Né à Ruremonde (Hollande) le 25 juillet 1886, Jean- Joseph Moitroux fait ses études secondaires dans les alumnats de Saint-Trond (19011904) et de Taintegnies (1904-1906) en Belgique. Il entre au noviciat de Louvain, le 11 septembre 1906, sous le nom de Frère Boniface et y fait profession le 11 septembre 1907. Après deux ans de professorat à Zepperen (1908-1910), il étudie la philosophie à Louvain (1911-1913). Profès perpétuel le 11 septembre 1908, il est envoyé à Jérusalem en 1913 pour commencer ses études de théologie. Mais en 1914, les Turcs entrent en guerre aux côtés de l’Allemagne. Professeurs et étudiants sont expulsés, sauf le Frère Boniface, de nationalité allemande depuis peu. Quelque temps avant la guerre en effet, ses parents sont venus s’établir en Allemagne, à Aix-la-Chapelle et se sont fait naturaliser, leur fils bénéficiant du même droit. Il est établi gardien de la maison de Notre-Dame de France, évitant ainsi la spoliation du lieu mais ne pouvant empêcher son occupation par l’Etat-Major turc. Quand les officiers prennent leur repas dans le jardin, le Frère Boniface sauve ce qu’il peut en fait de tables, de nappes, de couverts et de serviettes. Il veille aussi sur la propriété de Saint-Pierre en Gallicante, tout en continuant ses études de théologie chez les bénédictins allemands du couvent de la Dormition au mont Sion. Il est ordonné prêtre le 18 février 1917. Le 8 décembre, les Turcs sont chassés de la ville par les Anglais. Le P. Léopold Dressaire reprend possession des lieux. Le P. Boniface quitte Jérusalem en 1920.

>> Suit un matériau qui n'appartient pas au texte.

PR #619, opened 2026-07-26
perf(arrow): evaluate In/NotIn with a hash set for byte, string, and integer columns

### LINKED ISSUE #617: In/NotIn predicates evaluate one comparison kernel per literal — O(rows × literals)
### Problem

De poste en poste, un serviteur méthodique et délicat.

Les supérieurs envoient le P. Boniface à l’alumnat de Boxtel. Il reprend sa nationalité hollandaise.

Il y est dix ans professeur d’allemand et trois ans supérieur (1920-1933). En quittant Boxtel, le P. Boniface passe deux ans à la résidence bruxelloise de Marie-la-Misérable (Woluwe), de 1933 à 1935. Après un nouveau séjour de deux ans à Jérusalem (1935-1937), le P. Boniface est nommé aumônier des Oblates à Froyennes (1937-1940) où il vit les deux événements de la mort du P. Norbert Claes et l’exode de 1940. Puis il devient aumônier des malades mentaux chez les Frères de la Charité à Manage (1940-1955). Homme bon, délicat et sensible, il remplit son ministère avec régularité et minutie, établissant une fiche sur chaque malade, enseignant, confessant, donnant des conférences de spiritualité aux Frères. Il y connaît aussi la contradiction et l’incompréhension. On lui reproche parfois de ‘célébrer la messe comme un évêque’: son souci du détail et de la minutie le pousse à tout noter dans de petits carnets et cette habitude est parfois perçue comme un signe de petitesse d’esprit ou d’inadaptation. En 1955, le P. Boniface quitte Manage pour Jumet (1955-1958). En 1958, il est mis au repos à Putte, avec cependant la charge d’économe pour la petite communauté de 4 membres qu’il remplit consciencieusement, avec l’esprit méthodique qu’on lui connaît. Un examen médical révèle alors qu’il est atteint d’un cancer au péritoine. Le Père Boniface est administré le lundi 24 août 1959. Il n’oublie pas de régaler ses confrères d’une bonne bouteille, car ce jour est pour lui un jour de joie. Il meurt le jeudi 2 septembre 1959 dans l’après-midi, dans sa 74ème année, non sans avoir brûlé tous ses petits carnets. Les obsèques ont lieu dans l’église de Putte avec le concours de nombreux religieux de Belgique et de Hollande. Le Père Boniface est inhumé à Putte-Kapelle. On rappelle ses qualités de religieux pieux et sensible, très porté à la perfection du détail. On reconnaît aussi ses travers humains: homme gauche, peu psychologue, très austère, sans que cela puisse diminuer l’attachement qui lui est porté et l’admiration que l’on a ressentie à vivre en sa compagnie.

Bibliographies

Bibliographie et documentation: B.O.A. juin 1960, p. 97-98. Lettre à la Famille, 1960, no 281, p. 299-300. Contacts, octobre 1959, no 102. Lettre du P. Boniface Moitroux, Lisieux, 1er septembre 1957. Du P. Boniface Moitroux, dans les ACR, rapports sur Notre-Dame de France à Jérusalem pendant la guerre 1914-1918, sur Boxtel (1929-1932), Woluwe (1932-1933), sur Manage (1942- 1946), sur Jumet-Hamendes (1955-1958), correspondances (1912- 1957).